Northrop Grumman’s Aerospace Systems Division revealed here yesterday the latest in its growing active electronically steered antenna (AESA) radar family. The Scalable Agile Beam Radar (SABR) builds on the company’s expertise of developing AESA radars for the F-22, F-35 and F-16 Block 60. New panel array technology and new tile architecture has resulted in a lighter and more affordable X-band radar that can be retrofitted to several light tactical aircraft.
Initially the SABR team is targeting the F-16 (Block 50/52 and earlier). The company has built thousands of APG-66/68 mechanically scanned radars for the F-16, and sees a big market for upgrading the aircraft with an AESA. As its name suggests, the radar is scalable up or down to fit other types.
Cost and installation are the driving factors behind the SABR. Publicly revealing the SABR for the first time, Chris Shepard, Northrop Grumman’s Business Development manager of F-16 Systems, wouldn’t comment on potential customers, performance or a notional cost, but did stress that the SABR offered full performance and would come at a considerably cheaper price than other AESAs.

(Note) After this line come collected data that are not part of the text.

PR #1243, opened 2026-09-17
Honor ctx in inline RPC calls and stop cloudrpc Recv dropping a frame on close

phinze:
Two small read-path fixes from the Detail batch, same family as #1219 and the streaming-watch hang: places where a blocked read outlives what the caller asked for, or a close wins a race it shouldn't.

`inlineClient.Call` was the one ctx-taking read in `pkg/rpc` without a `CancelRead` watcher, so an inline callback whose peer stalled ignored the caller's deadline entirely. First rev gives it the same watcher `handleCallStream` and `roundTrip` already use, stopped before the stream goes back in the pool, and maps a cancelled read to the context error.

`cloudrpc.session.Recv` could return EOF with a frame still sitting in `inbound` when the frame and the close landed in the same instant, and since `readPump` treats EOF as final that frame was gone. Second rev takes one more non-blocking look at the buffer from the close branches, the read-side twin of the `SendContext` guard from `cb7ca262`. Both come with tests that fail on the old code.

Closes MIR-1743
Closes MIR-1728


pkg/rpc/inline.go
```diff
@@ -157,9 +157,27 @@ func (c *inlineClient) Call(ctx context.Context, method string, args any, ret an
...
+				conn.stream.CancelRead(cancelReadCode)
+			case <-stop:
+			}
+		}()
+	}
+
 	// Return stream to pool when done (unless there's an error)
 	shouldReturn := true
 	defer func() {
+		close(stop)
```
evanphx, line 200: :robot: Closing `stop` does not guarantee the cancellation watcher has exited before `returnStream` publishes the stream back to the pool. If context cancellation races cleanup, both `ctx.Done()` and `stop` can be ready; cleanup can pool the stream, another call borrows it, then the old watcher selects `ctx.Done()` and calls `CancelRead` on the new call. Please synchronize watcher completion before pooling, e.g. with a done channel closed by the watcher and awaited after `close(stop)`, and add a test that forces cancellation and cleanup to race.

evanphx (changes requested):
The cloudrpc close-frame fix is sound, but the inline RPC cleanup still has a pooled-stream race. Closing `stop` does not establish that the watcher exited before the stream is returned, so an old watcher can cancel a subsequent borrower. Please synchronize watcher completion before pooling and add a regression test that forces cancellation and cleanup to race.

— e + :robot:

pkg/rpc/inline.go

He added, “We are not competing with the APG-80” in a reference to the company’s AESA radar in the F-16 Block 60.
On the question of installation, Shepard explained, “We had to develop something that fit within the existing framework of size, weight, power and cooling. It needs to fit the existing electrical and physical interfaces. It has to be compatible with existing pilot/vehicle interfaces.” Removing the need for any aircraft modifications keeps the costs down.
Work on SABR has been going on for about a year, and Northrop Grumman has already checked a full-scale model of the radar for installation in an F-16. The company has begun manufacturing the transmit/receive tiles, and plans to fly a development SABR in its Sabreliner testbed before year-end. Northrop Grumman equipped that aircraft with a replica of the F-16’s avionics system and an F-16 radome.